Soon after Christmas there were rumours of an impending descent of the Headquarters staff of the South-Eastern army upon Claverings. Then Mr. Britling found Lady Homartyn back from France, and very indignant because after all the Headquarters were to go to Lady Wensleydale at Ladyholt. It was, she felt, a reflection upon Claverings. Lady Homartyn became still more indignant when presently the new armies, which were gathering now all over England like floods in a low-lying meadow, came pouring into the parishes about Claverings to the extent of a battalion and a Territorial battery. Mr. Britling heard of their advent only a day or two before they arrived; there came a bright young officer with an orderly, billeting; he was much exercised to get, as he expressed it several times, a quart into a pint bottle. He was greatly pleased with the barn. He asked the size of it and did calculations. He could "stick twenty-five men into it—easy." It would go far to solve his problems. He could manage without coming into the house at all. It was a ripping place. "No end."

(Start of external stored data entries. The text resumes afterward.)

PR #842, opened 2026-06-23
Fix inconsistent card heights caused by map aspect ratio differences

JorenC:
Replace md:h-auto on the desktop map panel with a fixed md:h-44 (176px),
matching the classical map's natural height at w-48 (1524×1357 viewBox
gives ~171px). All maps already use cover=true (preserveAspectRatio
xMidYMid slice), so they fill and crop into the fixed dimensions.

Co-Authored-By: Claude Sonnet 4.6 <noreply@anthropic.com>
Claude-Session: https://claude.ai/code/session_01RJpP2L77nLXomF3g3AGwQR

### DIFF
--- a/packages/web/src/components/GameCard.tsx
+++ b/packages/web/src/components/GameCard.tsx
@@ -260,7 +260,7 @@ const GameCard: React.FC<GameCardProps> = ({ game, variant, map }) => {
     <Card className="w-full flex flex-col md:flex-row overflow-hidden p-0">
       <button
         onClick={handleClickGame}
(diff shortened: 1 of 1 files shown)


JorenC:
Eeehm. I asked Claude web to try and make an issue, but i think i forgot to invoke the skill directly. It fixed it immediately rather than requesting the issue :/

Claude, please add screenshots

JorenC:
Claude, please add screenshots when you do the PR review

johnpooch:
For the review workflow to work, the labels need to be attached to the issue, not the PR. But we don't have an issue in this case. I suggest we close this and create the issue.

PR #846, opened 2026-06-23
Fix game card title truncation and move badges below title

### LINKED ISSUE #838: Game card name doesn't truncate, pushing overflow menu off-screen on mobile

johnpooch:
Closes #838

The game name now truncates with an ellipsis when it is too long, keeping the overflow menu always visible. The Sandbox and nation badges have been moved from the inline title row to the badge cluster row below the title.

**Changes:**
- `GameCard.tsx`: Added `overflow-hidden` to the title button and simplified `CardTitle` to use `truncate` directly. Removed Sandbox badge and NationBadge from the title row; added them at the top of `badgeCluster`. Updated the `badgeCluster` render condition to include sandbox games.
- `NationBadge.tsx`: Removed `leading-none` (which was making NationBadge shorter than other badges) and added `max-w-32 truncate` so very long nation names (e.g. "Kingdom of Tarnate") clip with an ellipsis instead of overflowing.

## Screenshots

**Desktop (1280×800)**
my-games desktop

**Mobile (390×844)**
my-games mobile

### DIFF
--- a/packages/web/src/components/GameCard.tsx
+++ b/packages/web/src/components/GameCard.tsx
@@ -217,7 +217,7 @@ const GameCard: React.FC<GameCardProps> = ({ game, variant, map }) => {
       {!game.sandbox && (isActive || isFinished) && (
         <NationBadge nations={variant.nations} nation={playerNation} />
       )}
-      {isActive && currentMember?.eliminated && (
+      {isActive && !game.sandbox && currentMember?.eliminated && (
         <Tooltip>
           <TooltipTrigger asChild>
             <Badge variant="secondary" className="gap-1">
--- a/packages/web/src/components/GameCard.tsx
+++ b/packages/web/src/components/GameCard.tsx
@@ -213,6 +213,10 @@ const GameCard: React.FC<GameCardProps> = ({ game, variant, map }) => {
 
   const badgeCluster = (
     <div className="flex flex-wrap items-center gap-2">
+      {game.sandbox && <Badge variant="secondary">Sandbox</Badge>}
+      {!game.sandbox && (isActive || isFinished) && (
+        <NationBadge nations={variant.nations} nation={playerNation} />
+      )}
       {isActive && currentMember?.eliminated && (
         <Tooltip>
           <TooltipTrigger asChild>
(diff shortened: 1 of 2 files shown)


JorenC:
While this is not what I intended, it does solve the issue that this does not increase vertical-height, so let's continue with this direction. 

Additional guidance:
- All badges need to be equal height, regardless of whether they have icon or not. 
- Badges with very long text (Kingdom of Tarnate) should truncate if the badge becomes so long that it will push out the content out of the window. 
- If there are more badges than fits in the card width, they should continue in a new row, like a flexbox.

johnpooch:
Done — pushed a second commit addressing your three points:

1. **Equal badge heights**: Removed `leading-none` from `NationBadge`. That class was reducing the line-height to match the font-size (12px instead of 16px), making NationBadge ~4px shorter than all other badges in the cluster.
2. **Long text truncation**: Added `max-w-32 truncate` to `NationBadge` so names like "Kingdom of Tarnate" clip with an ellipsis at 128px.
3. **Flex-wrap**: Already in place (`flex flex-wrap items-center gap-2` on the badge cluster).

PR description updated with refreshed screenshots.

---

johnpooch (commented):
## Review

The core truncation fix is correct. Adding `overflow-hidden` to the button is exactly what was needed — the `truncate` class on the inner `<span>` was already there, but without a clipping boundary on the containing button, text could overflow the button's edge and push the ⋯ menu off-screen. Simplifying `CardTitle` to use `truncate` directly (instead of a `flex` wrapper with an inner span) is cleaner.

**Badge relocation** — moving `SandboxBadge` and `NationBadge` out of the title row and into `badgeCluster` is a good call. Inline badges were a second source of overflow and their new position in the cluster row is more consistent. The updated render guard (`game.sandbox || isActive || isFinished`) correctly ensures sandbox games see the cluster.

**`NationBadge.tsx`** — removing `leading-none` (which was shortening badges relative to their siblings) is a fix in its own right. `max-w-32 truncate` correctly prevents overflow for long nation names; `overflow: hidden` (part of `truncate`) does the actual clipping even on an `inline-flex` element.

**Minor observation** — the `!game.sandbox` guard added to the Eliminated badge condition is a reasonable change but isn't described in the issue. It's a behaviour difference: active sandbox games no longer show the Eliminated badge even if `currentMember.eliminated` is true. If that's intentional (sandbox games don't have meaningful elimination state) it's fine, but worth noting explicitly in the PR description or a follow-up so it's traceable.

---

PR #852, opened 2026-06-23
Prevent selecting min reliability higher than user's own tier

### LINKED ISSUE #850: Create game allows selecting min reliability higher than the current user's own tier
## Goal

Prevent users from setting a minimum player reliability requirement that is higher than their own reliability tier.

## Current behaviour

The "Player Reliability" dropdown in the create-game flow shows all three options (`Open`, `Reliable + New Players`, `Reliable only`) regardless of the current user's reliability tier. A user with an "unreliable" or "new" rating can select `Reliable only`, which would exclude themselves from joining their own game.

## Expected behaviour

The control is a stepped slider with three stops (Open → Reliable + New → Reliable Only). The maximum selectable stop is capped at the user's own reliability tier — stops above it are rendered but greyed out and unselectable. The default selection is the highest stop available to the user. Helper text below the slider continues to describe the selected option, as it does now.

## Where

`packages/web/src/screens/Home/CreateGame.tsx` — the `minReliability` `FormField` (around line 909). The option list is defined in `packages/web/src/constants.ts` (`MIN_RELIABILITY_OPTIONS`). The current user's `reliabilityTier` is available on the `UserProfile` type returned by `useUserRetrieveSuspense`.

johnpooch:
The Player Reliability control in the create-game Advanced step is now a stepped button group (Open / Reliable + New / Reliable Only) instead of a dropdown. Stops above the current user's reliability tier are greyed out and unselectable, and the default selection is the highest stop the user is eligible for.

**Backend:** Added `reliabilityTier` to `UserProfileSerializer` so the `/user/` endpoint exposes it. Regenerated OpenAPI schema and TypeScript client.

**Frontend:** Replaced the `<Select>` with an inline button group. `getMaxReliabilityIndex` caps which stops are interactive based on the user's tier (`null` → index 0, `"new"` → index 1, `"reliable"` → index 2). `getDefaultMinReliability` sets the form default to the highest allowed stop.

Note: screenshots could not be taken in this cloud session — the pre-existing Firebase codegen difference causes a page-level JS error when `dev:mocks` runs, which blanks the page.

Closes #850

---
_Generated by [Claude Code](https://claude.ai/code/session_01KsNaKsqLo3FGvS1doVwd7w)_


JorenC:
Duplicate because of 'in-progress' bug - I did not realise it was created (in-progress was hanging)

PR #43, opened 2023-11-10
Clean up

cjpatton:
Stacked on #40 (merge that first).

PR #44, opened 2023-11-10
Pass measurement count to `Flp.decode()`

### LINKED ISSUE #35: Full FLP support: Pass `num_measurements` to `Flp.decode()`
Some FLPs require knowing the number of measurements in order to [decode the aggregate result](https://datatracker.ietf.org/doc/html/draft-irtf-cfrg-vdaf#section-7.1.1-6.1), e.g., when computing the arithmetic mean.

[We don't support this at the moment](https://github.com/jimouris/draft-mouris-cfrg-mastic/blob/077fb76db8a0f62f8391cb44c27c89dce05fd7ca/poc/vdaf_mastic.py#L189-L199) because we don't count how many inputs match each candidate prefix.

One way to address this to always aggregate prefix counts [the way we do for plain heavy-hitters](https://datatracker.ietf.org/doc/html/draft-mouris-cfrg-mastic#section-5.3-7).

cjpatton:
Closes #35.
Stacked on #43 (merge that first).

At the moment we simply pass `meas_count == 0` to `Flp.decode()` because we don't know the actual value of `meas_count`. This makes `Mastic` incompatible with any FLP that requires the measurement count at decoding time.

To address this, plumb a counter for each measurement from VIDPF evaluation to FLP unsharding. The value of the counter is `1` if the prefix is on the `alpha`-path and `0` otherwise. To accomplish this, we do the simplest thing: prepend a field element to each correction word.

Along the way, fix a bug in `Mastic.aggregate()` and `Mastic.unshard()` whereby the accumulator vector was initialized to the wrong length.

### DIFF
--- a/poc/vidpf.py
+++ b/poc/vidpf.py
@@ -79,7 +79,7 @@ class Vidpf:
             ctrl[0] = correct(t_0[keep], ctrl_cw[keep], ctrl[0])  # t0'
             ctrl[1] = correct(t_1[keep], ctrl_cw[keep], ctrl[1])  # t1'
 
-            w_cw = vec_add(vec_sub(beta, w_0), w_1)
+            w_cw = vec_add(vec_sub([cls.Field(1)] + beta, w_0), w_1)
             mask = cls.Field(1) - cls.Field(2) * \
                 cls.Field(ctrl[1].as_unsigned())
             for j in range(len(w_cw)):
@@ -154,8 +154,19 @@ class Vidpf:
                 (seed, ctrl, y, pi_proof) = prefix_tree_share.get(
                     (node, current_level))
 
+        # Compute the Aggregator's share of `beta`.
+        y0 = prefix_tree_share[(0, 0)][2]
+        y1 = prefix_tree_share[(1, 0)][2]
+        beta_share = vec_add(y0, y1)[1:]  # first element is the counter
+        if agg_id == 1:
+            beta_share = vec_neg(beta_share)
+
+        # Compute the Aggregator's share of the counter.
+        counter_share = y0[0] + y1[0] + cls.Field(agg_id)
+
         # Compute the path proof.
         sha3 = hashlib.sha3_256()
+        sha3.update(cls.Field.encode_vec([counter_share]))
         for prefix in prefixes:
             for current_level in range(level):
                 node = prefix >> (level - current_level)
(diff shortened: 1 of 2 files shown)


poc/vidpf.py
```diff
@@ -154,8 +154,19 @@ def eval(cls,
...
 
+        # Compute the Aggregator's share of `beta`.
+        y0 = prefix_tree_share[(0, 0)][2]
+        y1 = prefix_tree_share[(1, 0)][2]
+        beta_share = vec_add(y0, y1)[1:]  # first element is the counter
+        if agg_id == 1:
+            beta_share = vec_neg(beta_share)
+
+        # Compute the Aggregator's share of the counter.
+        counter_share = y0[0] + y1[0] + cls.Field(agg_id)
```
cjpatton, line 165: @jimouris please check carefully that this matches PLASMA.

jimouris: You are referring to this specific line, right? `counter_share = y0[0] + y1[0] + cls.Field(agg_id)`

Which PLASMA check do you have in mind?

cjpatton: > You are referring to this specific line, right? `counter_share = y0[0] + y1[0] + cls.Field(agg_id)`

Yes.

> Which PLASMA check do you have in mind?

This is the thing where we make sure the value programmed into the VIDPF (i.e., part of $\beta$) is `1`.

jimouris: Not exactly. In PLASMA we do the following checks:
* for the root level: we check that $H(1 - y_{S0}^0 - y_{S0}^1) == H(y_{S1}^0 + y_{S1}^1)$
* for all other levels: we check that $H(y_{S0}^p - y_{S0}^{p||0} - y_{S0}^{p||1}) == H(-y_{S1}^p + y_{S1}^{p||0} + y_{S1}^{p||1})$

So the check that actually checks if beta is one is the first one for the root level.

cjpatton:
Rebased.

poc/vidpf.py
cjpatton: I believe that's exactly what I'm doing here:
```python
counter_share = y0[0] + y1[0] + cls.Field(agg_id)
```
Except that the second server's share is not negated. (For some reason, the math works out this way in the current VIDPF implementation, as we noted on an earlier PR.)

jimouris (approved):

poc/vidpf.py
hannahdaviscrypto, line 165: I think this counter_share isn't getting returned by the VIDPF or included in the out_share?

hannahdaviscrypto (approved):
One possible bug in how the counter_share is used, but otherwise looks good to me. Thanks, Chris!

poc/vidpf.py
cjpatton: the `out_share` returned at the end of this function would include a share of  $1 \|| \beta$ if one of the prefixes is on the $\alpha$ path. At this point we're just checking that the programmed value is indeed $1$.

PR #46, opened 2023-12-02
vidpf: Use the `Xof` API from the base draft for hashing

### LINKED ISSUE #17: poc: Use binary encoding for SHA-3 inputs rather than ascii

cjpatton:
Closes #17.

Replace SHA-3 with `XofShake128` (SHAKE128). This has two benefits:

1. It simplifies domain separation, which will be useful if we end up needing to model instances of this object as random oracles in security proofs.

2. It allows us to easily swap `XofShake128` with `XofTurboShake128` (TurboSHAKE128) as required in the next draft (draft-irtf-cfrg-vdaf-08).

We also replace update the base "cs proof" by using the SHA256 hash of a fixed string instead of SHA3. This is because SHA256 is more likely to be implemented in common cryptographic libraries.

### DIFF
--- a/poc/vidpf.py
+++ b/poc/vidpf.py
@@ -255,7 +255,6 @@ class Vidpf:
         xof = XofShake128(seed, b'vidpf cs proof', binder)
         return xof.next(PROOF_SIZE)
 
-
     @classmethod
     def with_params(cls, f, bits, value_len):
         class VdipfWithField(cls):
--- a/poc/vidpf.py
+++ b/poc/vidpf.py
@@ -7,9 +7,13 @@ sys.path.append('draft-irtf-cfrg-vdaf/poc')  # nopep8
 import hashlib
 
 from common import (format_dst, gen_rand, to_le_bytes, vec_add, vec_neg,
-                    vec_sub, xor)
+                    vec_sub, xor, zeros)
 from field import Field2, Field128
-from xof import XofFixedKeyAes128
+from xof import XofFixedKeyAes128, XofShake128
+
+ROOT_PI_PROOF = hashlib.sha256(b"vidpf root pi proof").digest()
+
+PROOF_SIZE = 32
 
 
 class Vidpf:
@@ -17,7 +21,6 @@ class Vidpf:
 
     # Operational parameters.
     Field = None  # set by `with_params()`
-    ROOT_PROOF = hashlib.sha3_256().digest()  # Hash of the empty string
 
     # Bit length of valid input values (i.e., the length of `alpha` in bits).
     BITS = None  # set by `with_params()`
@@ -86,16 +89,10 @@ class Vidpf:
                 w_cw[j] *= mask
 
             # Compute hashes for level i
-            sha3 = hashlib.sha3_256()
-            sha3.update(str(node).encode('ascii') +
-                        to_le_bytes(i, 2) + seed[0])
-            proof_0 = sha3.digest()
-            sha3 = hashlib.sha3_256()
-            sha3.update(str(node).encode('ascii') +
-                        to_le_bytes(i, 2) + seed[1])
-            proof_1 = sha3.digest()
-
-            cs_proofs.append(xor(proof_0, proof_1))
+            cs_proofs.append(xor(
+                next_cs_proof(i, seed[0]),
+                next_cs_proof(i, seed[1]),
+            ))
             correction_words.append((seed_cw, ctrl_cw, w_cw))
 
         return (init_seed, correction_words, cs_proofs)
@@ -121,7 +118,7 @@ class Vidpf:
         #
         # Implementation note: We can save computation by storing
         # `prefix_tree_share` across `eval()` calls for the same report.
-        pi_proof = cls.ROOT_PROOF
+        pi_proof = ROOT_PI_PROOF
         prefix_tree_share = {}
         for prefix in prefixes:
             if prefix >= 2 ** (level+1):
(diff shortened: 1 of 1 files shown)


hannahdaviscrypto:
Small question: don't we need SHA3 (or another indifferentiable hash function) for the FLPs? So in the case where SHA256 is implemented but SHA3 isn't, Mastic may not be a good candidate regardless of the choice for the cs proof.

poc/vidpf.py
```diff
@@ -86,16 +89,10 @@ def gen(cls, alpha, beta, binder, rand):
...
-                        to_le_bytes(i, 2) + seed[0])
-            proof_0 = sha3.digest()
-            sha3 = hashlib.sha3_256()
-            sha3.update(str(node).encode('ascii') +
-                        to_le_bytes(i, 2) + seed[1])
-            proof_1 = sha3.digest()
-
-            cs_proofs.append(xor(proof_0, proof_1))
+            cs_proofs.append(xor(
+                next_cs_proof(i, seed[0]),
```
hannahdaviscrypto, line 93: I think the prefix/node is getting left out here.

poc/vidpf.py
```diff
@@ -161,28 +158,26 @@ def eval(cls,
...
+                path += cls.Field.encode_vec(vec_sub(y, vec_add(y0, y1)))
 
         # Compute the Aggregator's output share.
         out_share = []
         for prefix in prefixes:
             (_seed, _ctrl, y, _pi_proof) = prefix_tree_share[(prefix, level)]
             out_share.append(y if agg_id == 0 else vec_neg(y))
 
-        return (beta_share, out_share, pi_proof + path_proof)
+        return (beta_share, out_share, eval_proof(pi_proof, counter, path))
```
hannahdaviscrypto, line 180: Combining the one-hot and sum proofs into a single hash crosses the VIDPF abstraction boundary. I think it's likely okay from a security standpoint but we'll definitely want the change reflected in the paper.

poc/vidpf.py
```diff
@@ -212,20 +207,15 @@ def eval_next(cls, prev_seed, prev_ctrl, correction_word, cs_proof,
         for i in range(len(w)):
             y.append(w[i] + w_cw[i] * mask)
 
-        sha3 = hashlib.sha3_256()
         # pi' = H(x^{<= i} || s^i)
-        sha3.update(str(node).encode('ascii') +
-                    to_le_bytes(current_level, 2) + next_seed)
-        pi_prime = sha3.digest()
+        pi_prime = next_cs_proof(current_level, next_seed)
```
hannahdaviscrypto, line 211: Again, the node is getting removed here.

hannahdaviscrypto (changes requested):
I think there are a couple of changes here with implications for the proof/paper, we should confirm that we're all on the same page about them before merging.

cjpatton:
> Small question: don't we need SHA3 (or another indifferentiable hash function) for the FLPs? So in the case where SHA256 is implemented but SHA3 isn't, Mastic may not be a good candidate regardless of the choice for the cs proof.

This change is replacing SHA3 with SHAKE128, not SHA256. SHAKE128 is Keccak-based, just like SHA3.

poc/vidpf.py
cjpatton: Good catch, I completely missed this. Modified `next_cs_proofI()` to take in the node as input. Please double check how the node is encoded.

poc/vidpf.py
cjpatton: Done.

poc/vidpf.py
cjpatton: How do you mean? (What is "sum proof" here?) The VIDPF proof is meant to ensure three things:
1. The output is one-hot (`pi_proof`)
2. The value of the counter is one (`counter`)
3. Each node in the prefix tree is the sum of its children (`path`)

hannahdaviscrypto: At least in the paper, the VIDPF only guarantees 1. and 2. as you've numbered them. 3 is a separate check that PLASMA does on the VIDPF output shares, which is why it used a separate proof. This is at least partially because the path proof requires multiple VIDPF evaluations to generate, so it doesn't quite line up with the existing syntax.

poc/vidpf.py
```diff
@@ -257,6 +247,14 @@ def convert(cls, seed, binder):
         next_seed = xof.next(XofFixedKeyAes128.SEED_SIZE)
         return (next_seed, xof.next_vec(cls.Field, 1+cls.VALUE_LEN))
 
+    @classmethod
+    def next_cs_proof(cls, node, level, seed):
+        binder = to_le_bytes(cls.BITS, 2) \
+            + to_le_bytes(node, (cls.BITS + 7) // 8) \
+            + to_le_bytes(level, 2)
```
cjpatton, line 254: @hannahdaviscrypto are you happy with this?

hannahdaviscrypto:
> > Small question: don't we need SHA3 (or another indifferentiable hash function) for the FLPs? So in the case where SHA256 is implemented but SHA3 isn't, Mastic may not be a good candidate regardless of the choice for the cs proof.
> 
> This change is replacing SHA3 with SHAKE128, not SHA256. SHAKE128 is Keccak-based, just like SHA3.

Sorry, miscommunication. The comment was in reference to the ROOT_PI_PROOF only, which this commit changes from a SHA3 digest to a SHA256 digest. The initial comment suggests this is because SHA256 is more likely to be implemented, but we're going to need a Keccak implemenation regardless.

cjpatton:
> > > Small question: don't we need SHA3 (or another indifferentiable hash function) for the FLPs? So in the case where SHA256 is implemented but SHA3 isn't, Mastic may not be a good candidate regardless of the choice for the cs proof.
> > 
> > 
> > This change is replacing SHA3 with SHAKE128, not SHA256. SHAKE128 is Keccak-based, just like SHA3.
> 
> Sorry, miscommunication. My comment was in reference to the ROOT_PI_PROOF only, which this commit changes from a SHA3 digest to a SHA256 digest. The initial PR description suggests this is because SHA256 is more likely to be implemented, but we're going to need a Keccak implemenation regardless.

That's my bad, I didn't provide enough context.

We're using SHAKE, but when we align with the latest VDAF draft (draft-irtf-cfrg-vdaf-08), we will switch to TurboSHAKE. (See https://mailarchive.ietf.org/arch/msg/cfrg/cFTfEq9zWSzgnomY4TMEeXPcoVU/ for reasoning.) SHAKE and TurboSHAKE both use Keccak (as SHA3 does) but but TurboSHAKE uses half as many rounds. Thus an implementation of permutation may not be interchangeable.

In fact, the function we use to derive the root proof doesn't matter. I expect implementations to hard-code the hash in any case. We're sort of using this value as a salt: we want it to be unlikely that some other application would have the same hard-coded salt in it. We could just pick a random 32-byte number, but using a hash of a public value ensure there are no "nothing-up-my-sleeve" constants in the spec (https://words.filippo.io/dispatches/seeds-bounty/).

I'd be happy to go back to using SHA3 instead.

hannahdaviscrypto (approved):

PR #50, opened 2023-12-07
Editorial changes

divergentdave:
This makes a few editorial changes from my first read-through of the document and proof of concept implementation. See the individual commit messages for explanations.

### DIFF
--- a/draft-mouris-cfrg-mastic.md
+++ b/draft-mouris-cfrg-mastic.md
@@ -399,9 +399,8 @@ Mastic uses a combination of techniques to certify the validity of this output.
    as specified in {{vidpf-construction}} does not as specified permit
    evaluation at the root of the VIDPF tree. Instead, each Aggregator
    computes a share of `beta` by evaluating the VIDPF tree at prefixes `0`
-   and `1` and `level == 0` and adding them up. One-hot Verifiability and
-   Path Verifiability imply that the sum is equal to the Aggregator's share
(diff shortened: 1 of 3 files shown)


cjpatton (approved):

draft-mouris-cfrg-mastic.md
```diff
@@ -399,9 +399,8 @@ Mastic uses a combination of techniques to certify the validity of this output.
    as specified in {{vidpf-construction}} does not as specified permit
    evaluation at the root of the VIDPF tree. Instead, each Aggregator
    computes a share of `beta` by evaluating the VIDPF tree at prefixes `0`
-   and `1` and `level == 0` and adding them up. One-hot Verifiability and
-   Path Verifiability imply that the sum is equal to the Aggregator's share
-   of `beta`.
+   and `1` and `level == 0` and adding them up. One-hot Verifiability implies
+   that the sum is equal to the Aggregator's share of `beta`.
```
jimouris, line 403: This one is a bit tricky as one-hotness alone implies only that the sum is non-zero at one position. We need both properties together to be sure that this non-zero value is indeed `beta` (which we have checked at the root with the FLP).

jimouris (changes requested):
Looks great, thanks for reading through it! I only have the small comment about one-hotness + path verifiability.

jimouris (approved):

PR #65, opened 2024-09-12
Improve readability and add some unittests

cjpatton:

PR #66, opened 2024-09-13
Harmonize proof computation with the rest of the code

cjpatton:
Stacked on #65 (merge that first).

What we previously referred to as `pi_prime` is now the "node proof". The node proof is corrected much like the seed, control bit, and payload.

Rename `pi_proof_adjustment()` to `adjusted_proof()`, getting rid of the last reference to "pi".

Finally, replace the zero seed in `eval_proof()` and `adjusted_proof()` with the proof we want to "hash forward". As of draft-irtf-cfrg-vdaf-12, XofTurboShake128 can handle variable length seeds.

### DIFF
--- a/poc/tests/test_vidpf.py
+++ b/poc/tests/test_vidpf.py
@@ -4,10 +4,70 @@ from random import randrange
 from vdaf_poc.common import gen_rand, vec_add
 from vdaf_poc.field import Field2, Field128
 
-from vidpf import Vidpf
+from vidpf import PROOF_INIT, Vidpf
 
 
 class Test(unittest.TestCase):
+
+    def test_eval_invariants(self):
+        vidpf = Vidpf(Field128, 5, 1)
+        nonce = gen_rand(vidpf.NONCE_SIZE)
+        rand = gen_rand(vidpf.RAND_SIZE)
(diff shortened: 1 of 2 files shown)


poc/tests/test_vidpf.py
```diff
@@ -209,36 +209,53 @@ def test_malformed_correction_word_payload(self):
...
+                # NOTE Even if true, this doesn't seem to imply an attack on
+                # robustness, at least not immediately. For privacy, it's
+                # crucial to make sure the client and honest aggregator agree
+                # on the public share: if the attacker can feed the aggregator
+                # a correction word that's been mangled in this way, then it
+                # can use it to distinguish whether a given prefix is on-path.
+                if vidpf.is_prefix(prefix, alpha, level):
+                    self.assertFalse(valid)
+                # else:
+                #     self.assertTrue(valid)
```
cjpatton, line 261: @jimouris I haven't quite figured out where my analysis is going wrong.

cjpatton: I figured out what's going on :)

jimouris: Was the test wrong?

cjpatton:
Rebased.

jimouris (approved):

PR #67, opened 2024-09-13
Change traversal order, more encapsulation

### LINKED ISSUE #49: Swap loop order in computation of path proof
Currently, path proof computation iterates over prefixes in the outer loop, and levels in the inner loop. Switching this would improve the data locality of implementations, while still committing to all the same data. In particular, the first few iterations of an outer level loop would often hash the same field vector in consecutive iterations of the inner loop. (because, for example, at level 0, it would process node 0 several times, and then process node 1 several times) The field vector arithmetic could even be conditionally reused across inner loop iterations for a further speedup.

cjpatton:
Closes #49.

Plus, add more encapsulation so that it's easier to refactor.

cc/ @divergentdave

### DIFF
--- a/poc/tests/test_vidpf.py
+++ b/poc/tests/test_vidpf.py
@@ -149,6 +149,41 @@ class Test(unittest.TestCase):
             [Field128(0), Field128(0)],
         ])
 
+    def test_exhuastive(self):
+        """
+        Evaluate all possible prefixes and ensure the on-path prefixes (and
+        only those prefixes) evaluate to `beta`.
+        """
+        vidpf = Vidpf(Field128, 5, 1)
+        alpha = randrange(2**vidpf.BITS)
+        nonce = gen_rand(vidpf.NONCE_SIZE)
+        rand = gen_rand(vidpf.RAND_SIZE)
+        (pub, keys) = vidpf.gen(alpha, [Field128(13)], nonce, rand)
+
+        for level in range(vidpf.BITS):
+            prefixes = tuple(range(2**level))
+            out_shares = []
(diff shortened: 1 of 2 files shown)


poc/tests/test_vidpf.py
```diff
@@ -152,6 +149,37 @@ def test(self):
             [Field128(0), Field128(0)],
         ])
 
+    def test_exhuastive(self):
```
jimouris, line 152: Could you add a comment here on what the test does so it's easier for people to read it? It should be clear already but more comments would be good.

poc/vidpf.py
```diff
@@ -227,34 +229,29 @@ def eval(self,
...
-                for inner_idx in [idx, idx.sibling()]:
-                    # Compute the value for the node and its sibling. The
+        for i in range(level+1):
+            for prefix in prefixes:
+                if prefix not in range(2 ** (level+1)):
+                    raise ValueError("prefix too long")
+
+                # Compute the entry for `prefix`. To do so, we first need to
+                # look up the parent node.
+                idx = PrefixTreeIndex(prefix >> (level - i + 1), i - 1)
```
jimouris, line 241: I'm a bit confused with the `+ 1` and `i - 1`, could you explain it in a comment?

jimouris (approved):

poc/tests/test_vidpf.py
cjpatton: Done.

poc/vidpf.py
cjpatton: Done.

"But beds," said Mr. Britling.
"Lord! they don't want beds," said the young officer....
The whole Britling family, who were lamenting the loss of their Belgians, welcomed the coming of the twenty-five with great enthusiasm. It made them feel that they were doing something useful once more. For three days Mrs. Britling had to feed her new lodgers—the kitchen motors had as usual gone astray—and she did so in a style that made their boastings about their billet almost insufferable to the rest of their battery. The billeting allowance at that time was ninepence a head, and Mr. Britling, ashamed of making a profit out of his country, supplied not only generous firing and lighting, but unlimited cigarettes, cards and games, illustrated newspapers, a cocoa supper with such little surprises as sprats and jam roly-poly, and a number of more incidental comforts. The men arrived fasting under the command of two very sage middle-aged corporals, and responded to Mrs. Britling's hospitalities by a number of good resolutions, many of which they kept. They never made noises after half-past ten, or at least only now and then when a singsong broke out with unusual violence; they got up and went out at five or six in the morning without a sound; they were almost inconveniently helpful with washing-up and tidying round.